The question we'll be answering in this post is: where is differential privacy applied? Who do we protect the data from, and who has access to the raw data?

Central differential privacy

In the central model (or global model) of differential privacy, a central aggregator has access to the real data. What is this "aggregator"? Typically, it's a service or a research organization collecting data about individuals. In this model, each user sends their data to this aggregator without noise. The aggregator takes this data, and transforms it with a differentially private mechanism.

The differentially private mechanism is only applied once, at the end of the process. The aggregator can then e.g. publish the result or share it with third parties.

This model has one big advantage: accuracy. In the central model, you usually don't need to add a lot of noise to get valuable results with a low \(\varepsilon\). Remember when I explained how to release statistics or histograms using differential privacy? These examples were using this central model. It worked pretty well: only a little noise was needed to hide someone in a count.

Where's the catch, then? Well, the central aggregator needs to know the real data. In the scenarios above, we added noise to real counts. This is only possible if we know the true numbers in the first place… To enable this, each user has to trust the aggregator enough to share data with it. That might be difficult: the aggregator can be an untrusted company or government. Also, with the central model, all the data is collected in one place. It increases the risk of catastrophic failure, for example if the aggregator gets hacked and leaks all the data.

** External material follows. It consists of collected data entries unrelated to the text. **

Issue #1086, opened 2019-02-17
Android Auto support


ahmedre:
Let's consider adding support for Android Auto.

MonikaJethani:
@ahmedre Can I work on this?

ahmedre:
@MonikaJethani please feel free

benomaire:
@MonikaJethani Any updates?

farooqu:
I think it would be nice to consider the desired feature set for Android Auto since it obviously would not be the full app experience.

jibraniqbal666:
I wanna work on this next when i will have some time. @ahmedre :)
- I am thinking of maybe adding ayah by ayah screen, which is recited by desired reciter.
- wanna do it in compose :).

ahmedre:
sure - but before doing so, let's figure out what it will look like and what it will do just so we're aligned.
btw, we are using compose, it's just all hidden in the closed source portion of the repo (the new page rendering is all done in compose today).

jibraniqbal666:
yeah let's do that, how do we proceed for new feature, which needs design.
what do you mean by closed source portion?

ahmedre:
historically, people clone the repo, add some ads on top, and publish as is (keeping our servers, our email contact info, etc). as a result, we get a lot of complaints and so on. to make this a little more difficult, we've started keeping parts of the app in a closed source repo - the open source repo is still the base, but some code isn't there.

the intention longer term is to have a set of libraries that are open sourced that apps can build a Quran app on top of, instead of a full app like is the case today.

with respect to auto - I mean let's think about exactly what we want to do and support (feature wise even not code wise). I imagine something like this would be focused around the audio experience, but curious what you had in mind. I also would think there are probably higher priority issues than this if you're interested can point you to some of them.

jibraniqbal666:
that's understandable.
That's what i was thinking, but we can tackle the higher issues first, point me to it. :)
<img width="928" alt="image" src="https://user-images.githubusercontent.com/30576574/163892533-f4651de3-4cd9-4546-a78f-16b26a66a82e.png">

dasyad00:
Hi, I'm also interested in helping out with this PR.

Is the vision mainly to have media controls? Do we want the user to only start the Quran playback from the phone or also the car infotainment? I feel the latter will require a lot of UI/UX considerations especially to reduce distractions for the driver.

benomaire:
[...]

PR #2940, opened 2024-11-10
Fix Android Automotive build

ahmedre:


jibraniqbal666:
Salam @ahmedre, Sorry I have been out again.
What is left to do? I have now lost the context, I would be great if we could start a discussion on github and update the progress there. :)

ahmedre:
wa3laikum alsalam - updated in #1086.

The most famous real-world example of the central model is probably the US Census. In 2020, the US Census will use differential privacy to anonymize the data before publication. This is pretty exciting! You can read more about it here.

Local differential privacy

What's the alternative, then? A major contender is the local model of differential privacy. In this model, there is still an aggregator, but they no longer have access to the real data. Instead, each user applies a differentially private mechanism to their own data. And they only send their data to the aggregator once it's already anonymized.

After collecting this noisy data, the aggregator can compute some statistics, and publish them. This last step doesn't need to be differentially private: the data is anonymous to begin with. In theory, the aggregator could publish the entire dataset they collected.

The big advantage of this model is that it no longer requires trust. Since each user is protecting their own data, they're safe even if the aggregator is malicious. This makes the local model well-suited to situations where trust is difficult to get. And we already saw an example of this! Remember the survey about drug use that used randomized response to gather data. The scheme allowed subjects to answer honestly without admitting to breaking the law. This is a typical application of the local model.

Can you guess the drawback of this model? Since each user must add noise to their own data, the total noise is much larger. You typically need many more users than in the central model to get useful results. To mitigate this problem, practical applications often use high values of \(\varepsilon\).

Besides randomized response, the most famous example of this model is probably RAPPOR. This clever scheme was invented to collect differentially private data in Google Chrome. Another example, a bit more recent, is the mechanism that Apple uses to collect data on the iOS keyboard.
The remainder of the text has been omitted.